DistRL: An Asynchronous Distributed Reinforcement Learning Framework for On-Device Control Agents

On-device control agents, especially on mobile devices, are responsible for operating mobile devices to fulfill users' requests, enabling seamless and intuitive interactions. Integrating Multimodal Large Language Models (MLLMs) into these agents enhances their ability to understand and execute complex commands, thereby improving user experience. However, fine-tuning MLLMs for on-device control presents significant challenges due to limited data availability and inefficient online training processes. This paper introduces DistRL, a novel framework designed to enhance the efficiency of online RL fine-tuning for mobile device control agents. DistRL employs centralized training and decentralized data acquisition to ensure efficient fine-tuning in the context of dynamic online interactions. Additionally, the framework is backed by our tailor-made RL algorithm, which effectively balances exploration with the prioritized utilization of collected data to ensure stable and robust training. Our experiments show that, on average, DistRL delivers a 3X improvement in training efficiency and enables training data collection 2.4X faster than the leading synchronous multi-machine methods. Notably, after training, DistRL achieves a 20% relative improvement in success rate compared to state-of-the-art methods on general Android tasks from an open benchmark, significantly outperforming existing approaches while maintaining the same training time. These results validate DistRL as a scalable and efficient solution, offering substantial improvements in both training efficiency and agent performance for real-world, in-the-wild device control tasks.

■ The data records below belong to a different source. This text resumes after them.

Issue #509, opened 2023-05-23
Directory that binary executed from


barslmn:
Hi,
System Info:
Debian sid
Doomemacs
rustic version: 3.4

I am using rustic from orgmode by compiling rust code blocks.  I have the following files:
```
❯ ls -1
aoc2022.org
input1
```

And I have the following code block in the org file:
```
#+BEGIN_SRC rust :results output
use std::fs;

fn main() {
    let file_path = "input1";
    let contents = fs::read_to_string(file_path)
        .expect("Should have been able to read the file");
}
#+END_SRC

#+RESULTS:
: thread 'main' panicked at 'Should have been able to read the file: Os { code: 2, kind: NotFound, message: "No such file or directory" }', src/main.rs:7:10

```

Executing this block from org file gives the no such file error. In order to investigate I run the following block:

```
#+BEGIN_SRC rust 
use std::env;
fn main() {
    println!("{:?}", env::current_dir());
}
#+END_SRC

#+RESULTS:
: Ok("/tmp/babel-C1Nmcb/cargozPIbXS")
```

My question is how do I change the directory that binary is executed from /tmp/babel-XXXXXX/cargoXXXXXX to where the org file is? This does not happen with other languages (I tried C, python, shell) that's why I think rustic repo is the right place ask.
Thanks, B

ed9w2in6:
I face this issue too, which is a bug in my opinion as most if not all other babel executors all honours executing the binary in the directory specified by buffer local variable `default-directory`.

AFAIK, the current flow of source block execution is:
1. `rustic` ultimately uses `rustic-babel-eval` to build the compiled binary for the src block.
2. `rustic-bable-eval` uses `rustic--inheritenv` which does tries to retain some environment settings.
3. when constructing command for `make-process`, `rustic-babel-build-sentinel` is used for `:sentinel` later async execution 
4. Finally, and other `make-process` call will use `'("cargo" toolchain "run" "--quiet")` as command, in which toolchain is specified by `:toolchain`

From 2, we can see that this project does aim to preserve local environment when executing the compiled binary with `org-babel` framework.  So I hope we can agree that we should fix this issue.

Here, the culprit is at step 4.  By default, `cargo` will search for manifest file (i.e. `Cargo.toml`) from current directory or it parents, then execute the corresponding binary in the current directory.  This implies that one cannot run the binary via cargo outside of the workspace with introducing extra command line options.

IMO, the correct high level logic is:
1. somehow change directory to the original `default-directory`
[...]

PR #535, opened 2023-10-13
fix(rustic-babel-build-sentinel): align behaviour with other lang

ed9w2in6:
In an org file, the src block's code should be interpreted, OR the binary compiled from it SHOULD execute with PWD as `default-directory` of the org file.

Summary of changes: 
1. save the original default-directory then later restores it.
2. supply `--manifest-path` option to `cargo run` to execute the target `Cargo.toml` binary compiled from the src block.

For reference:
Try to execute a C++, C, js (node), python block.
In particular, see implementation of [org-babel-C-execute](https://github.com/emacs-mirror/emacs/blob/e58b1d371fbbb3d9a7a1898fce2d35766493aab0/lisp/org/ob-C.el#L131C17-L131C17) or [org-babel-python-evaluate-external-process](https://github.com/emacs-mirror/emacs/blob/e58b1d371fbbb3d9a7a1898fce2d35766493aab0/lisp/org/ob-python.el#L327).
May be we can re-write like them in the future.

fixes: https://github.com/brotzeit/rustic/issues/509

### DIFF
--- a/rustic-babel.el
+++ b/rustic-babel.el
@@ -116,7 +116,8 @@ execution with rustfmt."
    (let ((proc-buffer (process-buffer proc))
          (inhibit-read-only t))
      (if (zerop (process-exit-status proc))
-         (let* ((default-directory rustic-babel-dir))
+         (let* ((original-default-directory default-directory)
+                (default-directory rustic-babel-dir))
 
            ;; format babel block
            (when (and rustic-babel-format-src-block (not rustic-babel-auto-wrap-main) (not main-p))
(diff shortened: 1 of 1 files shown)


ed9w2in6:
The 2 code block should yield identical outputs when executed in a src block of a org file.

## Rust
```rust
use std::env;
use std::fs;
use std::io;

fn main() -> io::Result<()> {
    for f in fs::read_dir(".")? {
        let fpath = f?.path();
        let fname = fpath.to_str().expect("Path should convert to str");
        println!("{fname}");
    }
    Ok(())
}
```

## C++
```C++
#include <string.h>
#include <dirent.h>
#include <stdio.h>

using namespace std;

int main() {
DIR *dir;
struct dirent *dp;

dir = opendir(".");
while ((dp = readdir(dir)) != NULL) {
  // printf("debug: %s\n", dp->d_name);
  if ( !strcmp(dp->d_name, ".") || !strcmp(dp->d_name, "..") ) {
    // do nothing (straight logic)
  } else {
    printf("./%s\n", dp->d_name);
  }
}
closedir(dir);
return 0;
return 0;
}
```

Here is a sample org file for your reference.
<details>
  <summary>Sample Org File</summary>

```org
#+TITLE:Loop Do Nothing
* Components
** foobar
   #+begin_src rustic :results output scalar :eval yes :main no
use std::env;
use std::fs;
use std::io;

fn main() -> io::Result<()> {
    for f in fs::read_dir(".")? {
        let fpath = f?.path();
        let fname = fpath.to_str().expect("Path should convert to str");
        println!("{fname}");
    }
    Ok(())
}
   #+end_src

#+begin_src C++ :results scalar :eval yes :includes <string.h> <dirent.h> <stdio.h> :namespaces std
DIR *dir;
struct dirent *dp;

dir = opendir(".");
while ((dp = readdir(dir)) != NULL) {
  // printf("debug: %s\n", dp->d_name);
  if ( !strcmp(dp->d_name, ".") || !strcmp(dp->d_name, "..") ) {
    // do nothing (straight logic)
  } else {
    printf("./%s\n", dp->d_name);
  }
}
closedir(dir);
return 0;
#+end_src
```

</details>

PR #346, opened 2024-07-11
Spinlock Library with potential Deadlock Detection Feature

Goutam-115:
Spinlock library for ISLET platform, that provides potential deadlock detection feature for the developers. This library uses conditional compilation feature flags for different uses. Normally it behaves as a locking library for mutual exclusion, and also provides API for potential deadlock detection. This library uses a strong algorithm for deadlock detection to reduce false positive cases during analysis. Both real time deadlock and potential deadlock situation can be detected by this library. ReadMe file is added in the library for the developers explaining the usage of the library.

### DIFF
--- a/Cargo.lock
+++ b/Cargo.lock
@@ -460,6 +460,7 @@ dependencies = [
  "linked_list_allocator",
  "log",
  "uart",
+ "spinlock",
 ]
 
 [[package]]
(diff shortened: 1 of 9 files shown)


jinbpark:
@Goutam-115, could you turn this PR to a draft PR?

zpzigi754:
FYI, we use [spinning_top](https://github.com/rust-osdev/spinning_top)'s spinlock. Thus, I guess that modifying the existing one might help to remove the duplicate functionality regarding locking mechanism.

PR #349, opened 2024-07-15
Pagetable with no function overriding for adopting stable rust

zpzigi754:
The purpose of this change is removing `function overriding` ([specialization feature](https://rust-lang.github.io/rfcs/1210-impl-specialization.html)) in the page table implementation which prevents us from using a `stable rust`. 

This PR is just for the reference; it is not aimed to be merged, because it is not the final form of page table I have in mind. 

[before]
```
pub struct PageTable<A, L, E, const N: usize> {
     entries: [E; N],
     level: PhantomData<L>,
     address: PhantomData<A>,
}
```

[after]
```
pub struct PageTable<A, E, const N: usize> {
     entries: [E; N],
     address: PhantomData<A>,
 }
```


bokdeuk-jeong:
I fully understand your motivation. However, level managment seems to be more of PageTable's role rather than Entry's.
Could you come up with another approach?

jinbpark:
Should we look at how other Rust-based OS projects deal with page table management, in the context of 1) using a minimal number of unsafe keyword, 2) using stable rust as much as possible?  That might help to some extent. (Also, I'm curious about how other people do this stuff)

bokdeuk-jeong:
Our code is inspired by https://os.phil-opp.com/page-tables/.
With the same motivation behind your question, the projects that I have investigated thus far had simpler configurations like with a fixed root level and a predetermined number of root pages.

翻译：设备端控制代理，尤其是在移动设备上，负责操作移动设备以满足用户请求，实现无缝且直观的交互。将多模态大语言模型（MLLMs）集成到这些代理中，增强了其理解和执行复杂指令的能力，从而提升了用户体验。然而，由于可用数据有限且在线训练过程效率低下，为设备端控制微调MLLMs面临重大挑战。本文提出了DistRL，一个旨在提升移动设备控制代理在线强化学习微调效率的新型框架。DistRL采用集中式训练与分布式数据采集，以确保在动态在线交互背景下实现高效微调。此外，该框架由我们定制的强化学习算法提供支持，该算法有效平衡了探索与对收集数据的优先级利用，从而确保了稳定且鲁棒的训练。我们的实验表明，平均而言，DistRL实现了训练效率3倍的提升，并且训练数据采集速度比领先的同步多机方法快2.4倍。值得注意的是，训练完成后，在一个开放基准测试的通用Android任务上，DistRL相比最先进方法实现了20%的相对成功率提升，在保持相同训练时间的同时显著优于现有方法。这些结果验证了DistRL作为一个可扩展且高效的解决方案，在实际开放环境设备控制任务中，在训练效率和代理性能方面均提供了实质性改进。